**Aim of the exercise:**
Looking through the entries, count each line where the string "grown" occurs, and write only the total.

**The input:**
========

PR #8704, opened 2023-04-11
[scroll-animations-1] Also rerun style/layout for changed timeline ranges

### LINKED ISSUE #8694: [scroll-animations-1] Handling changed size/position in current frame
In issue #5261 we defined a mechanism for ensuring that scroll and view timelines that were discovered during style and layout were given an opportunity to produce a current time for the frame in which they were first rendered, however with [view timeline ranges](https://www.w3.org/TR/scroll-animations-1/#view-timelines-ranges) being usable from both `animation-range` and from keyframes, the particular progress of an animation depends on layout.

For example, consider the following ([demo](https://jsbin.com/pudexek/edit?html,css,output)):
```html
<style>
.subject {
  view-timeline: subject;
}

.shifted {
  top: 120vh;
}
.grown {
  height: 300px;
}

@keyframes slide {
  entry 0% {transform: translateY(100vh);}
  exit 0% {transform: translateY(0);}
}

#animated {
  animation: slide linear;
  animation-timeline: subject;
}
</style>
<div class="subject"></div>
<div id="animated"></div>  
<button class="shift">Shift</button>
<button class="grow">Grow</button>
<script>
document.querySelector('.shift').addEventListener('click', () => {
  document.querySelector('.subject').classList.toggle('shifted');
});

document.querySelector('.grow').addEventListener('click', () => {
  document.querySelector('.subject').classList.toggle('grown');
});
</script>
```

When the `shifted` or `grown` classes are added (e.g. by clicking the buttons) we need to update the offset of the `exit 0%` keyframe as well as invalidate the animation and calculate the new position for the `#animated` box.

We have two options:
1. Allow animation to be out of date on the frame in which geometry changes occur. Schedule another frame and allow for some flicker.
2. Detect changes in the geometry and allow rerunning style and layout. We could do this in a similar way to how we re-run the lifecycle for newly detected animations (see #5261).

I think that unless an animation caused the animation to change I would not expect a flicker when a style change results in the subject moving. As such, I suggest pursuing option 2. More concretely, after running resize observers (to take into account developer derived sizes), we would need to check if the animation constraints have changed (in addition to checking for new scroll timelines as we already do) and if so rerun style and layout to incorporate the updated animations. This is not ideal for performance but hopefully will not happen often.

flackr:
Fixes #8694.

### DIFF
--- a/scroll-animations-1/Overview.bs
+++ b/scroll-animations-1/Overview.bs
@@ -835,12 +835,20 @@ spec: cssom-view-1; type: dfn;
 	as step 1 of [=update animations and send events=].
 
 	During step 7.14.1 of the [HTML Processing Model](https://html.spec.whatwg.org/multipage/webappapis.html#processing-model-8),
-	any created [=scroll progress timelines=] or [=view progress timelines=] are collected into an <dfn export>initially stale</dfn> set.
-	After step 7.14.1 if there are any [=initially stale=] timelines, they update their current time,
-	the set of [=initially stale=] timelines is cleared and
+	any created [=scroll progress timelines=] or [=view progress timelines=] are collected into a <dfn export>stale timelines</dfn> set.
+	After step 7.14 if any timelines' [=named timeline ranges=] have changed,
+	these timelines are added to the [=stale timelines=] set.
+	If there are any [=stale timelines=], they now update their current time and associated ranges,
+	the set of [=stale timelines=] is cleared and
 	we run and we run an additional step to recalculate styles and update layout.
-	As we only gather stale timelines during the first style and layout calculation,
+
+	Note: We check for layout changes after dispatching ResizeObservers
+	intentionally to take into account programatically sized elements.
+
+	Note: As we only gather stale timelines during the first style and layout calculation,
 	this can only directly cause one additional style recalculation.
+	Other APIs which require another update should be checked in the same step
+	and be updated at the same time.
 
 	Note: Without this additional round of style and layout,
 	[=initially stale=] timelines would remain stale
@@ -856,7 +864,7 @@ spec: cssom-view-1; type: dfn;
 	In other words, [=initially stale=] timelines are visible as such
 	through those APIs.
 
-	If the step 7.14 of the [HTML Processing Model](https://html.spec.whatwg.org/multipage/webappapis.html#processing-model-8)
+	If the final style and layout update
 	would result in a change of time for any [=scroll progress timelines=] or
 	[=view progress timelines=], they will not be re-sampled to reflect the
 	new offset until the next update of the rendering.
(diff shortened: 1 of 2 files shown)


scroll-animations-1/Overview.bs
```diff
@@ -835,12 +835,20 @@ spec: cssom-view-1; type: dfn;
...
+	these timelines are added to the [=stale timelines=] set.
+	If there are any [=stale timelines=], they now update their current time and associated ranges,
+	the set of [=stale timelines=] is cleared and
 	we run and we run an additional step to recalculate styles and update layout.
-	As we only gather stale timelines during the first style and layout calculation,
+
+	Note: We check for layout changes after dispatching ResizeObservers
+	intentionally to take into account programatically sized elements.
+
+	Note: As we only gather stale timelines during the first style and layout calculation,
```
kevers-google, line 848: Also worth pointing out that the reason for only gathering stale timelines during the first style+layout cycle is to avoid an infinite style update loop. It is still possible for the style to be stale at the end of the second cycle, if the animation is changing the height or width of the source or subject of a scroll-driven animation.  This can lead to animation jitter.  It is safe however, for the animation to change the size via a transform, since using non-transformed values for determination of the animation's progress.

flackr: Isn't this infinite loop concern covered by the first paragraph? And the paragraph on line 867 points out that they will be stale until the next frame.

kevers-google: ack

scroll-animations-1/Overview.bs
```diff
@@ -835,12 +835,20 @@ spec: cssom-view-1; type: dfn;
...
-	the set of [=initially stale=] timelines is cleared and
+	any created [=scroll progress timelines=] or [=view progress timelines=] are collected into a <dfn export>stale timelines</dfn> set.
+	After step 7.14 if any timelines' [=named timeline ranges=] have changed,
+	these timelines are added to the [=stale timelines=] set.
+	If there are any [=stale timelines=], they now update their current time and associated ranges,
+	the set of [=stale timelines=] is cleared and
 	we run and we run an additional step to recalculate styles and update layout.
-	As we only gather stale timelines during the first style and layout calculation,
+
+	Note: We check for layout changes after dispatching any {{ResizeObserver}}s intentionally
```
andruud, line 845: ... but this means that ResizeObserver sees an irrelevant layout state vs. what we actually intend to render?

flackr: That's correct. It's a tradeoff I think. Either:
* Run before ResizeObserver, then any changes to sizes of content made by ResizeObserver may not be handled by scroll driven animations, but ResizeObserver will see layout driven animation results.
* Run after ResizeObserver, then layout animations may not be fully up to date when calling ResizeObserver, but view timelines will be able to observe resizeobserver derived sizes.

Given that ResizeObservers are designed for establishing the size of elements, I feel like view timelines should be updated to reflect the final resize observer output. The converse, animating layout firing ResizeObservers in response to scroll seems like an anti-pattern.

flackr: We're going to want to use the same mechanism and invalidation for anchor positioning. Chatting with @bfgeek we thought after ResizeObserver would be more in line with the use cases.

Issue #8487, opened 2023-02-22
[css-animations-2][scroll-animations-1] Avoid merging named timeline range keyframes which compute to the same offset


flackr:
In [css-animations-2 3. Keyframes step 6.4](https://drafts.csswg.org/css-animations-2/#keyframes), two keyframes with the same keyframe offset, timing function and composite will be merged into the same keyframe. We may need to call out that keyframes which compute to the same offset but have different [named timeline range offsets](https://drafts.csswg.org/scroll-animations-1/#named-range-keyframes) should not be merged just as we don't merge keyframes with different easing functions or composite values.

Merging such cases would end up dynamically merging different groups of keyframes depending on the specific layout which feels unnecessarily expensive to keep up to date and odd from a developer perspective that the keyframe count would vary dynamically based on layout.

PR #8705, opened 2023-04-11
Rewrite Keyframe Processing

### LINKED ISSUE #8507: [css-animations-2][scroll-animations-1] Keyframe ordering and ordering requirements
# Overview

We need to define the order of keyframes from CSS animations and any requirements when constructing JS animations. Prior to [timeline range keyframe selectors](https://www.w3.org/TR/scroll-animations-1/#named-range-keyframes) we have the following rules:

[css-animations-2 Section 3. Keyframes](https://drafts.csswg.org/css-animations-2/#keyframes) performs a stable sort by offset (step 6), and merges keyframes with matching keyframe offset, timing function and composite (step 6.4). The result is exposed via the [web-animations-1 getKeyframes](https://drafts.csswg.org/web-animations-1/) method.

[web-animations-1 Section 6.6.3. Processing a keyframes argument](https://drafts.csswg.org/web-animations-1/#processing-a-keyframes-argument) procedure to [process a keyframes argument](https://drafts.csswg.org/web-animations-1/#process-a-keyframes-argument) step 6 throws a TypeError if the supplied offsets of the keyframes are not sorted.

With [timeline range keyframe selectors](https://www.w3.org/TR/scroll-animations-1/#named-range-keyframes) the order of keyframes is not known until after layout and may change with changes to the layout. As such, we have to decide how to handle this.

I wrote a short demo to show the observed keyframes at https://jsbin.com/zofukin/edit?html,css,js,output

# Proposal

For css animations:
1. just as differences in composite and the timing function do not allow two keyframe blocks to be merged, we should consider named range offsets to only be mergeable with the exact same specified named range offset.
2. Keyframes should continue to be sorted by a stable sort, though it will need to be a sort of their computed offsets.
3. Where do we sort keyframes whose offsets are not computable? They could be kept in their stable position ignoring offset or they could be effectively removed not appearing in getKeyframes. Naively, I'd propose keeping them in their stable sorted position and visible in the API.

For web animations, we never modify the passed in keyframes. They are returned in the order specified with specified offsets. We can't enforce the ordering requirement as strictly. We could do one of the following:
- Only require ordering of keyframes with overall percentage offsets, allow other keyframes in any order.
- Require ordering of keyframes within each named offset range. E.g. two keyframes on the `cover` range must be ordered with respect to each other. Though this gets more complicated when you consider that offsets will support calculations in the future.

I lean towards the first since calculations will also break the ability to ensure that order is correct when specified.

fantasai:
This aims to fix #8507 and #8487 as well as make the section more correct overall and easier to read, understand, and reference.

### DIFF
--- a/css-animations-2/Overview.bs
+++ b/css-animations-2/Overview.bs
@@ -247,133 +247,102 @@ from its <a>owning element</a> always causes it to enter (or remain) in the
 <a>idle play state</a>.
 
 <h2 id="keyframes">
-Declaring Keyframes</h2>
+Assembling Keyframes</h2>
+
+<h3 id="keyframe-rules">
+Declaring Keyframes: the ''@keyframes'' rule</h3>
+
+See [[css-animations-1#keyframes]].
 
 <h3 id="keyframe-processing">
 Processing Keyframes</h3>
 
-For a given target (pseudo-)element, |element|, an animation name, |name|,
-and the position of the animation in |element|'s 'animation-name' list,
-|position|,
-[=keyframe=] objects are generated as follows:
+For each animation effect defined by the <var>N</var>th item
+in the [=coordinated value list=] of the 'animation-*' properties
+on target (pseudo-)element |element|,
+its associated [=keyframes=] are generated as follows:
 
-1.   Let |default timing function| be
-     the timing function at position |position|
-     of the [=resolved value=] of the 'animation-timing-function' for |element|,
-     repeating the list as necessary as described in
-     [[CSS-ANIMATIONS-1#animation-name]].
+1.  <strong>Set Defaults:</strong>
 
-1.   Let |default composite| be ''replace''.
+    *   Let |default timing function| be the corresponding [=computed value=]
+        of 'animation-timing-function' on |element|.
 
-1.   Find the last ''@keyframes'' at-rule in document order
-     with <<keyframes-name>> matching |name|.
+    *   Let |default composite| be ''replace''.
 
-     If there is no ''@keyframes'' at-rule
-     with <<keyframes-name>> matching |name|,
-     abort this procedure.
-     In this case no animation is generated,
-     and any existing animation matching |name| is canceled.
+    *   Let |keyframes| be an empty sequence of [=keyframe=] objects,
+        each possessing a
+        |keyframe offset|,
+        |keyframe timing function|,
+        |keyframe composite|,
+        and |keyframe values|.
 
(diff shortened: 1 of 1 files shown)


css-animations-2/Overview.bs
```diff
@@ -170,7 +170,7 @@ is <code>elem</code>. <code>animation</code> is disassociated from
 <pre class="example lang-javascript">
 elem.style.animation = 'spin 1s';
 let animation = elem.getAnimations()[0]; // animation's owning element is elem
-elem.style.animation = ''; // animation no longer has an owning element
+elem.style.animation = ''; // animation no longer has an owning element <!-- '' (Bikeshed syntax highlighting fix)-->
```
flackr, line 173: Bikeshed syntax highlighting fix? Is this a bikeshed cheat code or a reminder?

css-animations-2/Overview.bs
```diff
@@ -247,133 +247,133 @@ from its <a>owning element</a> always causes it to enter (or remain) in the
...
+in the [=coordinated value list=] of the 'animation-*' properties
+on target (pseudo-)element |element|,
+its associated [=keyframes=] are generated as follows:
+
+1.  <strong>Set Defaults:</strong>
+
+    *   Let |default timing function| be the corresponding value
+        of 'animation-timing-function'.
+
+    *   Let |default composite| be ''replace''.
```
flackr, line 270: This should come from the `animation-composition` property.

flackr (commented):
Overall looks good, just a few questions / nits.

css-animations-2/Overview.bs
fantasai: Oh, I should remove that! My syntax highlighter was treating the whole file as being part of a string starting on that line...

css-animations-2/Overview.bs
fantasai: Done. (Added a new commit for that, since this was the original state.)

css-animations-2/patch
```diff
@@ -0,0 +1,33 @@
...
++          to the front of the list,
++          and perform a stable sort on these
++          by the offset specified in the keyframe selector.
++     1.   Leave all other keyframe blocks in the order specified.
++
++1.   Iterate over the keyframe blocks in reverse
++     from the order determined in the previous step,
+      applying the following steps:
+ 
+      1.   Let |keyframe offset| be the value of the keyframe selector
```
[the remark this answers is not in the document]
fantasai: Yes, probably while I was trying to rewrite history. >_<;; Fixed.

PR #8711, opened 2023-04-13
[cssom-1] Merge CSSImportRule layer extensions from cascade-5

CanadaHonk:
Merged the CSSImportRule extension for `layerName` into cssom-1 from cascade-5, as recommended by @emilio.

### DIFF
--- a/cssom-1/Overview.bs
+++ b/cssom-1/Overview.bs
@@ -2045,6 +2045,7 @@ interface CSSImportRule : CSSRule {
   readonly attribute USVString href;
   [SameObject, PutForwards=mediaText] readonly attribute MediaList media;
   [SameObject] readonly attribute CSSStyleSheet styleSheet;
+  readonly attribute CSSOMString? layerName;
 };
 </pre>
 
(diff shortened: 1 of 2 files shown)


cssom-1/Overview.bs
```diff
@@ -2059,6 +2060,10 @@ attribute of the associated <a>CSS style sheet</a>.
 
 The <dfn attribute for=CSSImportRule>styleSheet</dfn> attribute must return the associated <a>CSS style sheet</a>.
 
+The <dfn attribute for=CSSImportRule>layerName</dfn> attribute may return the layer name declared in the at-rule itself,
```
emilio, line 2063: Let's keep the `[=layer name=]` link. Also, not `may`, should be a `must`.

emilio (commented):
Thanks! I think this is good. @mirisuzanne @tabatkins any objections to this?

cssom-1/Overview.bs
CanadaHonk: Done, thanks!

emilio:
@svgeesus same question about the ipr bot :)

Issue #6429, opened 2021-07-07
[css-display] Why is display listed as not animatable instead of animation type: discrete?


LeaVerou:
https://www.w3.org/TR/css-display-3/#the-display-properties

I thought we were going for discrete for all properties that can't be intelligently interpolated, and that "not animatable" was reserved primarily for animation properties and the like?

Especially about `display`, there are plenty of use cases where authors want to finish an animation with `display: none`, and this prevents them from doing so.

flackr:
`display` does affect animations in the same way as animation properties. Specifically from https://www.w3.org/TR/css-animations-1/#animations

> Setting the display property to none will terminate any running animation applied to the element and its descendants. If an element has a display of none, updating display to a value other than none will start all animations applied to the element by the animation-name property, as well as all animations applied to descendants with display other than none.

This means that if a CSS animation animated to `display: none` it would immediately cancel the animation, losing the `display: none` which would restart the animation.

LeaVerou:
Ah, bummer. "Not animatable" makes total sense then.

Loirooriol:
Just for reference, at some point `display` was animatable on Firefox, but that could freeze the browser. https://bugzil.la/1264396

flackr:
I wonder if we could support only specific values of display, e.g. anything but `none` on css animations, and possibly anything on web animations since their lifetime is not controlled by the display property. Then you could create an animation which maintains `display: block` until it finishes or use a web animation.

tabatkins:
Having only some values animateable would be a new concept, but yes, that would work and probably be useful.

flackr:
Reopening this to consider allowing animations of display to prevent the element from immediately computing to `display: none`.

In particular, my straw-man proposal is the following:
1. Animation keyframes may specify display values which are not none. `display: none` is dropped from keyframes.
2. Display is interpolated like visibility, i.e. it will prefer the non-none value.

With these two points, we shouldn't have any circularity. An animation cannot itself produce `display: none` since it can't specify it (rule 1). Transitions to `display: none` would also work since the `display: none` wouldn't apply until after the transition finished (rule 2).

With this, developers could do things like:
```css
.hide {
  transition: opacity 200ms, display 200ms;
  display: none;
  opacity: 0;
}
```

Or:
```css
@keyframes slideaway {
  to { transform: translateY(40px); opacity: 0; display: block; }
}

.hide {
  animation: slideaway 200ms;
  display: none;
}
```

[...]

PR #8713, opened 2023-04-13
[css-animations-1] Animations are only canceled if base and computed display are none.

flackr:
See #6429

### DIFF
--- a/css-animations-1/Overview.bs
+++ b/css-animations-1/Overview.bs
@@ -181,11 +181,17 @@ CSS Animations Model</h2>
 
 	</div>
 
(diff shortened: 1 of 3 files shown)


flackr:
This is a rough attempt at specifying the proposed behavior in #6429. Perhaps it should be part of the deltas in css-animations-2?

fantasai:
Yeah, I think it should go into css-animations-2.

flackr:
> Yeah, I think it should go into css-animations-2. `display` isn't animatable in L1.

Done. This also fits better as animations are canceled / started by the display of their owning element - a concept which is more fleshed out in css-animations-2.

fantasai (approved):

PR #8737, opened 2023-04-19
[css-contain-3] Make content-visibility animatable.

### LINKED ISSUE #8627: [css-contain-4] Make content-visibility animatable
[css-contain Section 4](https://w3c.github.io/csswg-drafts/css-contain/#content-visibility) currently defines the content visibility property to be Animation type: not animatable. Most likely this was done for simplicity since like display it can affect which animations are running. However, as with display where we are better refining the ways in which it is safe to animate (See #6429), we should figure out in which ways content-visibility can be animated.

In particular, just like display it should be possible for an animation to extend the application of `content-visibility: visible` in order to allow content to stay visible while an animation is completing. This would be useful for elements like `<details>` whose contents are `content-visibility: hidden` when closed.

flackr:
Allow animating content-visibility as animation type discrete with special interpolation to avoid hidden values similar to visibility. Fixes #8627

### DIFF
--- a/css-contain-3/Overview.bs
+++ b/css-contain-3/Overview.bs
@@ -1119,6 +1119,8 @@ Changes since the 18 August 2022 Working Draft</h3>
 	* Correct typo in 'container-type' syntax, to clarify that ''normal'' cannot
 		be combined with other values.
 		(<a href="https://github.com/w3c/csswg-drafts/issues/7669">Issue 7669</a>)
+	* Make the 'content-visibility' property animatable.
+		(<a href="https://github.com/w3c/csswg-drafts/issues/8627">Issue 8627</a>)
 
 <h3 id="changes-2021-12">
 Changes since the 21 December 2021 First Public Working Draft</h3>


mirisuzanne:
This generally makes sense to me. The linked resolution had a third aspect, and it's not clear to me if it needs to be captured here: 

> Follow the same pattern as display for ensuring that css animations cannot deactivate themselves. Currently following that pattern would mean treating auto and hidden as revert.

flackr:
We're shifting away from that requirement for display as fewer special cases is simpler. See https://github.com/w3c/csswg-drafts/issues/6429#issuecomment-1503849651

Also I realized after making the recommendation for content-visibility that the same logic does not apply. `content-visibility` affects the visibility of its content, but the element itself remains visible (runs animations) even if set to `hidden`.

mirisuzanne (approved):

flackr:
> Want to add a line in the changelog about this?

Thanks for the reminder, done.

PR #8739, opened 2023-04-19
[css-syntax-3] small wording change

### LINKED ISSUE #6978: Difference between css stylesheet and document
I see both being used in the spec but I can't tell the difference

TKDev7:
The term document usually refers to markup-based resources. I think stylesheet fits better here. What do you think @tabatkins ?

Fixes #6978


tabatkins:
I don't think the distinction you're trying to draw actually exists. Calling a stylesheet a document seems fine to me.

PR #8740, opened 2023-04-20
[css-display-3] small editorial changes

TKDev7:
I believe CSS works with document trees and not the source document itself. I am not sure if I am being correct here or not.

### DIFF
--- a/css-display-3/Overview.bs
+++ b/css-display-3/Overview.bs
@@ -75,7 +75,7 @@ Introduction</h2>
 
 	<p><em>This section is normative.</em>
 
-	CSS takes a <a>document tree</a> organized as
+	CSS takes a source document organized as
 	a <dfn id="element-tree" oldids="css-element-tree" export for=CSS lt="element tree">tree</dfn>
 	of <dfn id="elements" oldids="css-element" for=CSS lt="element">elements</dfn>
 	(which can contain a mix of other [=CSS/elements=] and [=text nodes=])


css-display-3/Overview.bs
```diff
@@ -75,15 +75,15 @@ Introduction</h2>
 
 	<p><em>This section is normative.</em>
 
-	CSS takes a source document organized as
+	CSS takes a <a>document tree</a> organized as
```
fantasai, line 78: This change makes the sentence somewhat redundant? We _are_ conceptually working with a source document, even if the source document has its own processing model and processed into an _element tree_ by the time CSS looks at it. And that's what this sentence is trying to explain.

So I would not make this change.

css-display-3/Overview.bs
```diff
@@ -75,15 +75,15 @@ Introduction</h2>
...
 	a <dfn id="element-tree" oldids="css-element-tree" export for=CSS lt="element tree">tree</dfn>
 	of <dfn id="elements" oldids="css-element" for=CSS lt="element">elements</dfn>
 	(which can contain a mix of other [=CSS/elements=] and [=text nodes=])
 	and <dfn id="text-nodes" oldids="css-text-node" export for=CSS lt="text node">text nodes</dfn>
 	(which can contain text),
 	and renders it onto a <a href="https://www.w3.org/TR/CSS2/intro.html#canvas">canvas</a>
 	such as your screen, a piece of paper, or an audio stream.
-	Although any such source document can be rendered with CSS,
+	Although any such document tree can be rendered with CSS,
```
fantasai, line 86: We could change this to “element tree”, which is defined in the previous sentence. But we can't change this to “document tree” which is referring to the DOM specifically.

fantasai (changes requested):

css-display-3/Overview.bs
fantasai: Looks like this all needs a bit of clean-up... the term “element tree” didn't have a definition before, so there wasn't anything to anchor the terminology before. :/

> I don’t think DOMs are element trees since they contain comment nodes. i believe they are more of document trees.

CSS operates on element trees, fundamentally, and wrt the DOM, it essentially operates on an element-tree projection of the DOM (ignoring comment nodes, etc.). That's the concept that this paragraph is defining.

This sentence specifically is about how you can apply CSS to an element tree that *isn't* derived from the DOM, so we definitely shouldn't be using the term “document tree” here.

========

**Final answer:**
3